# hay feeders



## ms_sl_lee (Feb 8, 2013)

I am using bag hay feeders for my three goats right now but I am looking to make a feeder. They are wasting hay like crazy and at $12 a bale that hurts. I also found my larger ND with her head stuck inside of the bag. I found this feeder on the internet at gotgoats.com and would like some feedback. I don't want to make it and find it won't work or is a hazard to my goats. Maybe someone has a better idea.


----------



## loggyacreslivestock (Mar 5, 2013)

What size are the square holes in the wire?


----------



## ms_sl_lee (Feb 8, 2013)

I'm really not sure, they don't say. What would be a good size wire? Kinda looks like a piece of horse or goat panel.


----------



## black-smith (Jan 20, 2011)

Love the feeder!


----------



## ksalvagno (Oct 6, 2009)

http://www.valleyvet.com/ct_detail....ferralID=af8a49fc-e3ed-11e2-a969-001b2166c2c0

This is what I have. The holes are small so no heads can get stuck.


----------



## ms_sl_lee (Feb 8, 2013)

I'm not really sure, the article doesn't say. It looks like horse or goat panel. I have small Nigerian Dwarfs so I don't think it would take a large square.


----------



## loggyacreslivestock (Mar 5, 2013)

Well, I use 4x4 cattle panel. However I have Boers and my hay feeder is on the ground. They can stick their heads completely in the holes and get them back out. Even the ones with horns. The only thing I see with this design, is if the holes are large enough for their heads to go through, and you hang it up, they could hang if their feet get knocked out from under them... Also, if it is low enough, they will get their legs tangled in it from trying to stand in it.
Otherwise, as long as the holes are small enough, it looks great.


----------



## J.O.Y. Farm (Jan 10, 2012)

This is what I have. 4x4 holes , some waste but not as bad as the hay bags!


----------



## ms_sl_lee (Feb 8, 2013)

ksalvagno said:


> http://www.valleyvet.com/ct_detail.html?pgguid=8529e875-33a9-48f2-9ba4-0a703c4eaa55&item=29135&utm_content=29135&ccd=ISH005&utm_source=shopping.com&utm_medium=shopping&mr:referralID=af8a49fc-e3ed-11e2-a969-001b2166c2c0
> 
> This is what I have. The holes are small so no heads can get stuck.

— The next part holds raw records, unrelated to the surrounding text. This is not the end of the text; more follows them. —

PR #111, opened 2017-11-29
[RFC] Use CMake to build optee_client

jbech-linaro:
This is the "CMake" way of doing what we are already doing with plain make and what Etienne has proposed in #110 (and https://github.com/OP-TEE/build/pull/212).

(@fboudra you volunteered to review CMake, so please have a look and let me know everything I got wrong :smile: ... since this time I used more (advanced) features than I've used in the past when using CMake.)

There are two ways you can play with this, the first just locally to get a feel for CMake and the second is a full QEMU v7 setup as we usually do.
1. Just checkout this particular commit (or `wget https://github.com/OP-TEE/optee_client/pull/111.patch` and `git am <patch>`)
```bash
$ export CC="<your_project_path>toolchains/aarch32/bin/arm-linux-gnueabihf-gcc"
$ mkdir build
$ cd build
$ cmake ..
$ make
```
I didn't know about this, but the tool `ccmake` (and for GUI lovers `cmake-gui`), you can easily see and change all flags (and the meaning of the flags). This is pretty cool and quite handy. Try for for example "`ccmake .`" (after running the "`cmake ..`" line. Also keep track of "c" vs "cc" and the dots).

2. Alternatively run it as a full "QEMU v7" build ...
 2.1 Check out a normal QEMU v7 forest (repo, since I use the standalone build.git).
 2.2 In `optee_client.git` checkout this particular commit.
 2.3 In `build.git` checkout my branch `rfc_cmake`: https://github.com/jbech-linaro/build/tree/rfc_cmake (do you want me to submit a PR from this also at this stage?)
 2.4 Run `make run` etc as usual from `build`.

That looks a lot like this one. We've put so much into our barn that I want to make ours. We need three of them. We will hang it at head level and will use small enough hole to keep their heads out. I can't believe the hay we are going through. They've got their barn carpeted well with hay.


----------



## jddolan (Mar 31, 2013)

This is the feeder I built outside,used hog panels from tsc,works well less waste


----------



## MsScamp (Feb 1, 2010)

ms_sl_lee said:


> I'm really not sure, they don't say. What would be a good size wire? Kinda looks like a piece of horse or goat panel.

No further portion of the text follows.